Lies, truth, consequences

Hi 4Moms,

I am concerned that my child’s “little white lies” are becoming a problem. Does anyone have suggestions for “curing” my nine year old of this horrible habit? My mother used to tell me when I was a child, “If you’ve done something wrong and tell the truth about it, I will be easier on you than if you lie about it when I ask you about it”. I convey this message to my kid and she stands firm that she is telling the truth. It infuriates me to think that she is not telling the truth and yet part of me always doubts her even when she seems to be truthful.

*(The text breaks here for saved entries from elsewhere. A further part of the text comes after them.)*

PR #127, opened 2022-01-16
Add SummarizableMetricAggregation base class

dupuyjs:

Add SummarizableMetricAggregation base class. This class defines if a metric aggregation can be used with summarize operator. Applied on Average, Cardinality, ExtendStats, Max, Min, Percentile and Sum.


AsafMah:
So this interface's only goal is to mark which metrics can be summerizable, which right now are everyone except top hits?

eladiw (approved):
LGTM I would add a section in the docs to document all of this knowledge

dupuyjs:
> So this interface's only goal is to mark which metrics can be summerizable, which right now are everyone except top hits?

Yes, this is the exact and only purpose, ISummarizable interface identifies metrics where summarize can be applied. TopHits will be the only one with another interface (IPartitionable) at the moment.

AsafMah:
I wrote it in the other one too, I'm not a big fan of marker interfaces, and here especially because you only mark MetricAggregations.
Is there a reason we couldn't have it as part of the hierarchy (SummarizableMetricAggragegation inherits from MetricAggregation)?

dupuyjs:
> I wrote it in the other one too, I'm not a big fan of marker interfaces, and here especially because you only mark MetricAggregations. Is there a reason we couldn't have it as part of the hierarchy (SummarizableMetricAggragegation inherits from MetricAggregation)?

No objection. Let me check.

K2Bridge/Visitors/Aggregations/AggregationContainerVisitor.cs
```diff
@@ -36,13 +37,17 @@ public string BuildSummarizableMetricsQuery(AggregationDictionary aggregationDic
         {
             var query = new StringBuilder();
 
-            // Collect all metrics
+            // Collect all ISummarizable metrics
```
AsafMah, line 40: It's no longer ISummarizable.

K2Bridge/Visitors/Aggregations/AggregationContainerVisitor.cs
```diff
@@ -36,13 +37,17 @@ public string BuildSummarizableMetricsQuery(AggregationDictionary aggregationDic
...
             // ['2']=max(AvgTicketPrice), ['3']=avg(DistanceKilometers)
             var summarizableMetrics = new List<string>();
-            foreach (var (_, aggregation) in aggregationDictionary)
+            foreach (var (_, aggregationContainer) in aggregationDictionary)
```
AsafMah, line 43: Get the revised method from 3/3

K2Bridge/Visitors/Aggregations/AggregationContainerVisitor.cs
dupuyjs: Fixed.

K2Bridge/Visitors/Aggregations/AggregationContainerVisitor.cs
dupuyjs: Done.

AsafMah (approved):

We are not talking about a kid who is constantly naughty or spoiled rotten. This kid has rules and boundaries that I am consistent with and I follow through on the punishments I give. This issue is just a small one now but I worry if I don’t nip it in the bud, I will be threatening my 22 year old that her nose will grow if she tells a lie. Any pearls of wisdom or unique tricks to solve my dilemma?

Signed, Dreaming of the truth

Audrey answers:

Kids lie, yes they do. And so did we. I'm not an expert on the stages of growth but it seems to me that we all had that “Aha!” moment when we realized that we could withhold the truth or lie to our parents. What power! Perhaps all we can do is model honesty and authenticity with our kids. So, we don't get to lie in front of them, saying, “ I'd love to come!” to an unwanted invitation and then making up an excuse later on. Kids can sense a line of “malarky” from a mile away, so we can't say, “No, your Uncle Theodore does not smell!” when both you and your 6 year old have had to share a long car ride with said hygiene-challenged uncle. It isn't always easy. At some point, some friend is going to lie to your daughter. If you are lucky, she'll come to you and then you both can talk about how lying hurts. Or, the next time you know she's lied, wait a couple of hours and then tell her that you made her favorite dessert. When she's eaten her dinner, and looking forward to her big, delicious piece of chocolate cake tell her, “Sorry, I lied!” That should get a dialogue started, while the two of you make the chocolate cake together.

Rachel responds:

For a very brief period, when my younger son, Emmett, was about 5, he told a few lies. When I caught him in one, we talked about how important it is to build trust, and how easy it is to lose that trust. When I asked him if he had told other lies, he remembered 3 or 4 times. To this day, if we have a conversation about honesty, he remembers those incidents.

If your daughter isn’t willing to fess up, I think it is time to begin discipline. Make it dramatic, like sending her to her room for a whole day. It is critical to impress upon her the importance of honesty. I only had to send my older son, Noah, to his room for a whole day once. After that he knew that I meant business. With Emmett, I never had to do it because he saw what a bummer it was for Noah and learned from his brother’s experience. (Would that we all could do that!)

(Incidentally, I have Noah and Emmett’s permission to share this!)

Kathy adds:

I confess I am going through a little bit of this myself right now. I have a 10 year old who literally will be caught in the act of doing something, and deny, deny, deny that he is doing it. Then he gets incredibly offended and teary that I don’t believe him when he says he wasn’t ….pushing someone into the pool. When I clearly saw it with my own eyes! I have decided to play hardball and take Rachel and Audrey’s advice, because this makes me crazy with anger. I just don’t get it! We are going to have a heart to heart about it, discuss issues of trust, and come up with a plan for the consequences going forward. I am also going to start making statements and stop asking him questions that give him an opportunity to lie to me. For example, rather than saying: “Why did you push Jack in the pool? I will say, “I saw you push Jack in the pool. You and your friends are being too rough with each other and it’s not safe. You are also setting a bad example for your little brother and his friends. Someone is going to get hurt. If I see that behavior again, we are leaving.” I am hoping it works! I will let you know how it goes……

2 Responses to "Lies, truth, consequences"

Rachel Nguyen responded on June 15, 2008 at 7:43 PM #

Kathy,

I love your approach to make a statement rather than ask a question. That is great!

E responded on June 17, 2008 at 8:36 AM #

Good advice... except for that chocolate cake switcheroo! That's just too harsh, in my opinion. You said it yourself, Mom, it's better to set a good example.. but maybe its just another one of Bill Cosby's lessons on parenting?